Commentary|Podcasts|October 28, 2025

ACT Brief: AI Expands Global Site Leadership as Ozempic Shows Potential to Reverse Biological Age

In today’s ACT Brief, we examine how artificial intelligence is helping uncover site leaders in underserved regions to strengthen trial diversity—and explore new research suggesting Ozempic may reduce biological age by more than three years.

Welcome to the ACT Brief—your fast track to the latest insights in clinical research operations.

In under three minutes, we’ll recap top stories, highlight expert perspectives, and keep you current on what’s moving the industry.

On today’s episode, we’re exploring how artificial intelligence is reshaping site leadership in underserved regions and new research suggesting that Ozempic may do more than support weight loss—it may actually reduce biological age.

  • We begin with a look at how AI is helping expand the reach of clinical research into lower-income regions. In a recent interview, Gen Li of Phesi discussed how technology can identify key opinion leaders in emerging markets to improve site influence, patient trust, and recruitment success.
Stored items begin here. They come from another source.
PR #1007, opened 2022-12-30
Feature/open api unique operation

maggias:
# PR Checklist

According to OpenAPI specification, operationId must be unique among all operations described in the API, https://spec.openapis.org/oas/v3.1.0#fixed-fields-7. Currently this breaks when array of http_method is supplied in HTTPRouteHandler decorator. This can also break if same method names are used in different routes.

This for instance causes an error when using openapi-generator to generate client stubs from schema.

This proposal adds the method name when multiple http_methods are used and also adds string paths from path_component as a prefix to make the operationId unique. It also formats operationId by using _ instead of " " to follow common programming naming conventions as suggested in the OpenAPI specification.

### DIFF
--- a/docs/usage/12-openapi/2-route-handler-configuration.md
+++ b/docs/usage/12-openapi/2-route-handler-configuration.md
@@ -23,7 +23,7 @@ You can also modify the generated schema for the route handler using the followi
 - `description`: Text used for the route's schema _description_ section.
 - `response_description`: Text used for the route's response schema _description_ section.
 - `operation_id`: An identifier used for the route's schema _operationId_. Defaults to the `__name__` attribute of the
-  wrapped function.
+  wrapped function. Will be prefixed with the method name when function is decorated with `HTTPRouteHandler` and multiple `http_method`. Will also be prefixed with path strings used in `Routers` and `Controllers` to make sure id is unique.
 - `deprecated`: A boolean dictating whether this route should be marked as deprecated in the OpenAPI schema. Defaults
   to `False`.
 - `raises`: A list of exception classes extending from `starlite.HttpException`. This list should describe all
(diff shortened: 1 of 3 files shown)


docs/usage/12-openapi/2-route-handler-configuration.md
```diff
@@ -23,7 +23,7 @@ You can also modify the generated schema for the route handler using the followi
 - `description`: Text used for the route's schema _description_ section.
 - `response_description`: Text used for the route's response schema _description_ section.
 - `operation_id`: An identifier used for the route's schema _operationId_. Defaults to the `__name__` attribute of the
-  wrapped function.
+  wrapped function. Will be prefixed with the method name when function is decorated with `HTTPRouteHandler` and multiple `http_method`. Will also be prefixed with path strings used in `Routers` and `Controllers` to make sure id is unique.
```
Goldziher, line 26: this is not the place for this - this is a defintion of what this parameter is. The explanation should appear using a note with admonition (search for `!!! note` to see examples).

starlite/openapi/path_item.py
```diff
@@ -87,7 +111,7 @@ def create_path_item(
 
             tags, security = extract_layered_values(route_handler)
             operation = Operation(
-                operationId=route_handler.operation_id or handler_name,
+                operationId=operation_id,
```
Goldziher, line 114: the above logic is ok - but, the standard in OA is to use camelCase rather than snake case. Can you switch to using this or do you think differently?

docs/usage/12-openapi/2-route-handler-configuration.md
maggias: Added as a note after the list of parameters

starlite/openapi/path_item.py
maggias: Sounds good, updated

Goldziher (approved):
Cool stuff!

Goldziher:
@all-contributors add @maggias code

The current concentration of trial leadership in high-income countries limits access and diversity—but AI-driven models are now helping uncover local physicians with strong patient connections who can guide studies effectively. By redistributing trial workloads and applying data-driven insights to site activation, sponsors can strengthen engagement and improve representation in global research.
  • Next, a new study suggests the GLP-1 drug Ozempic may help turn back the biological clock. Researchers at TruDiagnostic reported that a 32-week, placebo-controlled trial found Ozempic reduced users’ biological age by just over three years. The results, measured using epi-genetic aging clocks, indicate that the drug may not only slow aging but potentially reverse it in some patients. The study was conducted in an HIV population, and researchers caution that more data are needed—but they believe this could open the door to new precision-medicine applications for GLP-1 therapies beyond diabetes and obesity.

That’s all for today’s ACT Brief. Join us tomorrow for more insights shaping the future of clinical operations and drug development. Thanks for listening.